Ford finds a mood that avoids the clutter and ponderousness of most Hollywood history movies, a mood more of parable than of textbook chronicle. That preoccupation with history and its contradictions—the variance between actual human experience and the official version that will be constructed after the fact—that suffuses films as different as They Were Expendable (1945), Fort Apache (1948), and The Man Who Shot Liberty Valance (1962) resonates troublingly at the heart of this film, for all its apparent serenity. Nothing here is as uncomplicated as it seems designed to appear, which may be why the editors of Cahiers du cinéma, in a celebrated, if by now scarcely readable, special issue of 1970, brought the full force of their post-’68 Althusserian-Lacanian rhetoric to bear on the film in a scene-by-scene analysis, as if here the secret mechanisms of the American ideology itself might be decoded and exposed. In trying to pin down the meanings of Ford’s art, however, Cahiers du cinéma missed his mercurial—and, admittedly, sometimes infuriating––ability to be in two places at once. If Ford’s Lincoln exhibits at once a radiant sincerity and the devious subtlety of a trickster, he is to that extent the director’s mirror image.

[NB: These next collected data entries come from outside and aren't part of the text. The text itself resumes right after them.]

Issue #282, opened 2019-08-09
Required field error message not showing for a Grid inside a Fluid Field


pyrobob83:
**Description of the problem**
Required fields inside a Grid inside a Fluid Field do not show an indication of the error when the entry fails to save because of missing data.  This only happens with a Grid inside a Fluid Field - assigning the same Grid field directly to a channel does show the error messages:

Grid directly assigned to channel:
![grid-errors-when-assigned-directly-to-channel](https://user-images.githubusercontent.com/8193519/62781146-51f5f100-ba85-11e9-9b71-e44ed76b5280.jpg)

Grid assigned to Fluid Field:
![grid-errors-when-assigned-to-a-fluid-field](https://user-images.githubusercontent.com/8193519/62781147-51f5f100-ba85-11e9-94b6-4a9f00e88a4e.jpg)

**How To Reproduce**
1. Create a Grid field with required columns - examples I've tested are text, file, Wyvern
2. Create a Fluid Field, assign the Grid field from #1 and assign that Fluid Field to any channel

Bertrand Tavernier described Young Mr. Lincoln as “worthy of Plutarch,” and there is indeed something ancient in the bareness with which Ford and his screenwriter, Lamar Trotti, lay out their episodes, allowing each scene its independent life and leaving much unspoken. As history, it is on many points not much more accurate than Plutarch; like the Greek historian, Ford relies freely on anecdote, rumor, and imaginative reconstruction to fill out his portrait. But, in a way, that is the point: he carves out a space beneath or before history in which past events, not yet ossified into the stuff of monuments, retain the lithe flexibility of what is not yet formed. The myth of the Great Man is subverted by presenting a hero who has not yet become himself, who is all the more admirable for still being in a state of pure potentiality. The film radiates a youthful joy, while at the same time insistently implying that the hero’s destiny—the moment when the weight of history becomes unavoidable—will necessarily mean the loss of all joy.